Acidizing generates residues, and spent acid can remain trapped in pores, potentially altering wettability and causing blockages. Wettability agents here serve two main purposes: modifying wettability to improve rock dissolution efficiency, and lowering surface tension to promote faster spent acid flowback. These acid-compatible agents (typically 1%-5%) must work well with other additives like corrosion inhibitors. In a low-permeability carbonate field using alkyl betaine in mud acid treatment, rock dissolution efficiency improved by 30%, spent acid flowback increased from 70% to 90%, and post-treatment permeability recovery reached 88%, aiding in well production increase.

 

(3) Fracturing Treatments: Supporting Fracture Conductivity & Cleanup

Fracturing is crucial for stimulating low-permeability and unconventional reservoirs, but injected fluids can alter wettability and reduce fracture conductivity. Wettability agents (0.5%-2%) used here need temperature/salt tolerance, compatibility with various frac fluids, and the ability to lower interfacial tension. For example, in shale gas water-based fracturing, non-ionic agents can help shift shale surfaces from oil-wet to intermediate-wet, lower interfacial tension, and improve fluid recovery. Their use can also help reduce oil adsorption on fracture faces. In one shale gas field, using a nano-silica modified agent increased flowback recovery from 55% to 85%, enhanced fracture conductivity, and supported increases in average daily gas production.

 

(4) Production Operations: Aiding Recovery & Sustaining Output

From primary to enhanced recovery methods, wettability agents help by modifying wettability to reduce hydrocarbon flow resistance.
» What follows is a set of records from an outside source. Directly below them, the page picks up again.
PR #1533, opened 2021-07-22
Update `log.origin.file.line` from `integer` to `long`

ebeahan:
Migrate `log.origin.file.line` from an `integer` type to a `long` type.

This is considered a breaking change in ECS, but may not affect many users. The index templates generated by Beats and Agent already use `long` for `log.origin.file.line`.


ebeahan:

kgeller (approved):

Issue #1534, opened 2021-07-26
Add service.address field to ECS


mtojek:
**Summary**

* while performing cleanup of ECS fields in Integrations/Beats we noticed that `service.address` is not present there.

**Motivation**:

* The field is a relatively common across different Integrations ([search results](https://github.com/elastic/integrations/search?q=service.address)). Do you think we should include it in the ECS repository?

**Related**:

https://github.com/elastic/integrations/issues/1021
https://github.com/elastic/integrations/pull/1340

cc @djptek

mtojek:
Thanks, @kgeller, for driving this. Would you mind describing what are the next steps to get it versioned and released?

kgeller:
Absolutely @mtojek ! I am backporting it right now to ECS 1.12 , which will be FF in a couple weeks and then released a couple weeks after that.

kgeller:
Implemented for ECS 1.12 , closing this issue

PR #1537, opened 2021-07-27
Adding service.address

kgeller:
https://github.com/elastic/ecs/issues/1534


schemas/service.yml
```diff
@@ -105,3 +105,13 @@
 
         This id normally changes across restarts, but `service.id` does not.
       example: 8a4f500f
+
+    - name: address
+      level: extended
+      type: keyword
+      short: Address of this service.
+      description: > 
+        Address where this service is being run from.
```
andrewkroh, line 114: Maybe instead of "being run from", either "listening" or "hosted". Not sure...

schemas/service.yml
```diff
@@ -105,3 +105,13 @@
...
+
+        This could be a URL or a filepath.
```
andrewkroh, line 116: Under what circumstances would this be a file path? Is it for a service listening on a unix socket or named pipe?

schemas/service.yml
```diff
@@ -105,3 +105,13 @@
...
+      example: localhost:8000
```
andrewkroh, line 117: With my [rfc1738](https://datatracker.ietf.org/doc/html/rfc1738#section-5) glasses 👓 on this example doesn't appear to be fully formed URL. Perhaps the definition needs clarified like the value must be a URI, absolute file path, or network address (ipv4:port or [ipv6]:port).

andrewkroh (commented):
I think the definition would benefit from some additional clarification.

schemas/service.yml
mtojek: exposed, available?

schemas/service.yml
mtojek: Kylie is right here: [kvm](https://github.com/elastic/beats/blob/23e4403ae093fcc8f7905345cad2c7ad256976d8/metricbeat/module/kvm/status/_meta/data.json#L20)

schemas/service.yml
mtojek: Agree with Andrew, it would be safer to mention a network address or resource path (sockets).

schemas/service.yml
kgeller: updated!

schemas/service.yml
kgeller: I think the description should be better now after updating it per the comment below. If you think there's still more to explain, lmk

schemas/service.yml
```diff
@@ -105,3 +105,13 @@
...
       example: 8a4f500f
+
+    - name: address
+      level: extended
+      type: keyword
+      short: Address of this service.
+      description: > 
+        Address where this service is hosted.
+
+        This could be a URI, network address (ipv4:port or [ipv6]:port) or a resource path (sockets).
```
andrewkroh, line 116:
```suggestion
        This should be a URI, network address (ipv4:port or [ipv6]:port) or a resource path (sockets).
```

I'd go with "should" since I'm a fan of the definitions in https://datatracker.ietf.org/doc/html/rfc2119#section-3.

schemas/service.yml
ebeahan: What about something along the lines of `Address where data about this service was collected from`?

If the intent of `service.address` is to capture the address of the service's monitoring endpoint or path, I think we want to avoid confusion with a service's client-facing ports that service functions other than monitoring and reporting.

schemas/service.yml
ebeahan: ++

schemas/service.yml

Waterflooding: Adding agents (50-200 mg/L) to injection water can help shift oil-wet or mixed-wet rock toward water-wet or intermediate-wet states, potentially reducing oil adhesion and improving water sweep efficiency. In a mature field, continuous injection of petroleum sulfonate-based agents contributed to maintained production rates and a reduction in water cut.

Enhanced Oil Recovery (EOR): These agents are a component in chemical EOR formulations (e.g., polymer, alkali, or combination drives). Working with other chemicals, they can help modify wettability, emulsify/disperse oil, and lower interfacial tension to improve recovery. In a high-water-cut field, a combination drive system incorporating a betaine-based agent helped increase recovery beyond waterflooding.

Heavy Oil Production: For viscous heavy oil, agents can help emulsify and disperse the oil while altering rock wettability to reduce adhesion. In a steam soak operation for heavy oil, using an alkyl phosphate ester-based agent was associated with reduced oil viscosity and improved well production.

 

(5) Gathering & Wellbore Cleaning: Managing Flow Assurance

In surface flowlines, deposition of asphaltenes or resins can restrict flow. Similarly, scale or wax in the wellbore can hinder production. Wettability agents can assist in addressing these issues.

Gathering Lines: Adding agents (100-300 mg/L) to flowlines can help emulsify deposits and alter pipe surface wettability to inhibit adhesion, supporting flow efficiency. In one case, where line restrictions increased pressure by 30%, using a fatty alcohol polyoxyethylene ether-based agent helped restore normal pressure levels.

Wellbore Cleaning: Circulating or soaking with higher-concentration agent solutions (5%-10%) can help disperse organic deposits. For a well experiencing declined production due to wax blockage, a treatment using a dodecyl dimethyl benzyl ammonium chloride-based agent helped restore near-original production rates.